A win would have boosted the German into a seeding, and he had arguably played the better tennis in their tense three-setter than the Swiss: He led Federer 5-3 in the final set tie-breaker, but the Swiss played clutch at the key moments to clinch the win.
It would have been easy to for him to feel resentful, but that is not the German’s way:
“The matches we play are always very good and we are also good friends outside the match area. We practise a lot and joke around, so it’s great. He’s a huge gentleman, and a great inspiration also for my tennis.”
Then he added, with a grin: “He’s much older than I am!” Federer is 35 to Kohlschreiber’s 33, so there is presumably more inspiration to be drawn from the Swiss star’s Australian Open title a month ago.
Perhaps they get on, too, because despite Kohlschreiber’s less illustrious career, he enjoys the same ‘glass half full’ demeanour as his friend.
Of his amiable personality, he said after his 398th win here in Dubai:
“Actually, I try to be always the guy who tries to make other people smile, you know. Sometimes I do a few things too much, you know, like—I don’t know, trying to be funny…
“[But] I’m a happy person. It’s a very good environment. Many players on tour, same faces, you have some friendships. People you see almost every week. So it’s a good connection. I could be more funny on court, I have to be honest. Outside, I think I’m very open.”
Even so, Kohlschreiber may have been forgiven for sounding a little less than perky after coming so close to that huge 400th victory. Not a bit of it.
“Of course, losing is always disappointing, but I’m not sad. I think I played great tennis, one of my best matches. OK, the result is sad, but the way I played, the way I enjoyed myself on the court, nothing to be sad about.”
“I think also Andy played—I hope he will say that—a really good match. I think we both played almost the best tennis we can play.
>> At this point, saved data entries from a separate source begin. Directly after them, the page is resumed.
PR #165, opened 2023-12-06
Conner/feature/exclusionary or spaces

cmasteran1:
User can access excluded spaces between two spaces. Spaces which are not part of the overlap but part of one or the other. At the Attr level this is as simple as applying the xor bitwise operation.


evaleev:
proper term is https://en.wikipedia.org/wiki/Exclusive_or

evaleev:
superseded by https://github.com/ValeevGroup/SeQuant/pull/187

PR #167, opened 2023-12-08
Conner/rework/context dependent spaces

### LINKED ISSUE #123: Switch to run-time index space types
Right now, the different index space types are hard-coded in the source code and those definitions seem to try to cover all (reasonable) use-cases. However, what it all boils down to (it seems) is that the program is able to determine whether or not two given index spaces overlap and if they do, what the overlapping part is.
This is currently done quite conveniently by using bit-masks, but I don't think that it is necessary to define these bitmasks at compile-time.

Instead, I propose letting users define their own index spaces at runtime, without having to use the pre-defined ones which probably contain many spaces that the user isn't actually interested in, but they still have to wrap their head around them to figure out what they are for and whether or not they might be used internally.

If users could simply define their own index spaces and then be sure that the program never uses any other spaces, this would make adoption of SeQuant easier, simply because users can define the environment in the way that they are used to work with and be done with it.

And instead of defining certain checks based on a space's pre-defined type, one could instead work with properties that could be stored as member variables for the individual spaces (or stored somewhere when registering a given space).
For instance, to query whether or not a given index space is occupied in the chosen reference, one could add 
```cpp
enum class Occupation {
	Doubly,
	Never,
	Partially,
};
```
and add a `get_reference_occupation` function to the `Space` class.

This would also alleviate the need to pre-define index spaces for different contexts all at once as this seems to make things a bit more complicated than having dedicated index spaces per application.

cmasteran1:
This change is to help distinguish multi-reference from single reference IndexSpaces. Current master does not produce logical results for some binary set operations because it needs to accommodate partially occupied active space in all contexts. This solution is to make the multi-reference representation orthogonal to the single-reference representation. Crucially this does not add any additional space labels to the standard register since the register is crowded as is. This change is an attempt to resolve #123.


evaleev:
superseded by #187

“Yeah, you can be thinking about one, two shots. Was just a great match, and I think the end with the spectators showed that everybody’s had a really great day.”
He was not wrong. It was hard to find a face without a smile, and even as he waited patiently for more media to take their turn after the match, he too smiled.
Kohlschreiber moves on with the rest of the tour to Indian Wells next week, and will hope for a kinder draw than last year’s, when he faced then No1 and eventual champion Novak Djokovic in the second round. But even if he does, he will still hope to make it 400 in the desert. And that will certainly be worth another smile.